◆ What the exercise asks: Examine each line of the data. Copy those that contain the string "correct".

**** Input material

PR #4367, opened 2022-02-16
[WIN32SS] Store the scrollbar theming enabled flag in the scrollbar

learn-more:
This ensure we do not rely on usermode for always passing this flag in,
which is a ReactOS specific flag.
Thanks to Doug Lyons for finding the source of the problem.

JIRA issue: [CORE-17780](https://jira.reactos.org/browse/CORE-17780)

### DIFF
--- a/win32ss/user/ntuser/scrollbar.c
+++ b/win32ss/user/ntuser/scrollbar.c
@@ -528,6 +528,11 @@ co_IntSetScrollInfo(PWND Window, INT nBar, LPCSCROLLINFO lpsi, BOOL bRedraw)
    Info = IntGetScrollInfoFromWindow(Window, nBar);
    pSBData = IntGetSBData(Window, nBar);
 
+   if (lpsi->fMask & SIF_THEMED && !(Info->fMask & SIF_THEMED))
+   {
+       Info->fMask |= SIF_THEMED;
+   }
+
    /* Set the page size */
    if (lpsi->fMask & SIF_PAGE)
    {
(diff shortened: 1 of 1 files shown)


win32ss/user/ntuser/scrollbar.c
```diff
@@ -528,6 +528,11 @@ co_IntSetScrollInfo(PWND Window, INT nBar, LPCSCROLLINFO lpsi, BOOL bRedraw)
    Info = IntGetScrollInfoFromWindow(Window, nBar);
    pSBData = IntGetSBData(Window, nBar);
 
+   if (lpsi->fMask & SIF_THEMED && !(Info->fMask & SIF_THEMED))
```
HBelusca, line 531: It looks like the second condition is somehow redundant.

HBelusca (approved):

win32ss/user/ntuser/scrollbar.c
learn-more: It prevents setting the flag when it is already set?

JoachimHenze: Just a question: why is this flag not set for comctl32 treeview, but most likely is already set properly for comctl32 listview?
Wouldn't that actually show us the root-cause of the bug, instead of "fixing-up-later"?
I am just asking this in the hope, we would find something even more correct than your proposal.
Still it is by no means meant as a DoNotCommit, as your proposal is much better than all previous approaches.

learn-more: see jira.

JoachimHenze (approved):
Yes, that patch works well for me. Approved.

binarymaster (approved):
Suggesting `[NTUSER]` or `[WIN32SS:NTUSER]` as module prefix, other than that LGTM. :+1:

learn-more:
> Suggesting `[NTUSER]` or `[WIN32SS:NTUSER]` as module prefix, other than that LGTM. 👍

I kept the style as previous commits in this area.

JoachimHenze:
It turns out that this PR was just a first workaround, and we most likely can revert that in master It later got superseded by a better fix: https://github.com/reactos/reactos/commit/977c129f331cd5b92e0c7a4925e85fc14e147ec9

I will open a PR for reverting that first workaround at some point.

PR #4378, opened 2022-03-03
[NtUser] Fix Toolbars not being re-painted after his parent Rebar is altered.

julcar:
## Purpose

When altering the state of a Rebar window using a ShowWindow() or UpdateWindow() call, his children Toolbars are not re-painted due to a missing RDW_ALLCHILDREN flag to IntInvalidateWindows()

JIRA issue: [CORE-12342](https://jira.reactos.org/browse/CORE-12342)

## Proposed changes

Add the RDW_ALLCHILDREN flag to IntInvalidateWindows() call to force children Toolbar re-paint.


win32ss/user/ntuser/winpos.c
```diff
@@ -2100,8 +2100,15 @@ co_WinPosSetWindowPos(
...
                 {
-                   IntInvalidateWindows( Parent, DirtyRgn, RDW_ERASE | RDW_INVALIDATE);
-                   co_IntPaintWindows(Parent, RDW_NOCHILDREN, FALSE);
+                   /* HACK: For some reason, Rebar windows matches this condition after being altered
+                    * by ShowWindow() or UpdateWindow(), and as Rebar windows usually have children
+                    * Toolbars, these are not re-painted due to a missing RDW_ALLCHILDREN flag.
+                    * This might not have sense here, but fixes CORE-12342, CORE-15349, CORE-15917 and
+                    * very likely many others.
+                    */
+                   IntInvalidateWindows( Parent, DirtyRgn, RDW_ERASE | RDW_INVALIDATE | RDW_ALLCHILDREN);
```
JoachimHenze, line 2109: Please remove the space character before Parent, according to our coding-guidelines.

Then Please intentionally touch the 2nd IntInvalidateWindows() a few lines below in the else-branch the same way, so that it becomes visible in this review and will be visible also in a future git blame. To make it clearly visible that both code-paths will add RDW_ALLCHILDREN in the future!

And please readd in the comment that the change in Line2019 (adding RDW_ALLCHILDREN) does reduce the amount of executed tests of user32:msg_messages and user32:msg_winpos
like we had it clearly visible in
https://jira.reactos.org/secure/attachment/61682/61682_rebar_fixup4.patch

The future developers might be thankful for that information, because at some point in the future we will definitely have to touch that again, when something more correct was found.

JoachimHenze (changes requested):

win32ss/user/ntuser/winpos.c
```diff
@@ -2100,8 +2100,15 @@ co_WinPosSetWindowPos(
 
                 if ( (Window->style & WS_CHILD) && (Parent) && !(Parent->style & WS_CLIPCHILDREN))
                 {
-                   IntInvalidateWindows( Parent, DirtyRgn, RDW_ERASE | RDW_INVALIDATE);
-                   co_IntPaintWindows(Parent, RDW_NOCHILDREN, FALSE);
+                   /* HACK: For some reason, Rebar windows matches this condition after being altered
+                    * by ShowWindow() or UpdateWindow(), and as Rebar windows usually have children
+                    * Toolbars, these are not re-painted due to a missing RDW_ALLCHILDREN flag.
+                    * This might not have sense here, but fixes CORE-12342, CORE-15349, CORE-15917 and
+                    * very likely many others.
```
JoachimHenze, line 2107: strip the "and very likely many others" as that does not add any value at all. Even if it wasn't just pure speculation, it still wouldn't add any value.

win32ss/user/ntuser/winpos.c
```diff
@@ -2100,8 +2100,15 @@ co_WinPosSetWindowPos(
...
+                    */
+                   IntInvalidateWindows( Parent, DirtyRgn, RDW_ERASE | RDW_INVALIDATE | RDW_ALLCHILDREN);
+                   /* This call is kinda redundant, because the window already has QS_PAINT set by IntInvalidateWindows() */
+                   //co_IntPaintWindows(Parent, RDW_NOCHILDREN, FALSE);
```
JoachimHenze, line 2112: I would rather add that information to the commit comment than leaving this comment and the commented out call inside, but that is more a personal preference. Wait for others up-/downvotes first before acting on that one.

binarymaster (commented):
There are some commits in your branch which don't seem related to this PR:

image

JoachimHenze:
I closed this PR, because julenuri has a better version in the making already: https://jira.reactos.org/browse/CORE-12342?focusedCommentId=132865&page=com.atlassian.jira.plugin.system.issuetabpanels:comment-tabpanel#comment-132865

********

◆ Answer to the problem:
I am just asking this in the hope, we would find something even more correct than your proposal.
The future developers might be thankful for that information, because at some point in the future we will definitely have to touch that again, when something more correct was found.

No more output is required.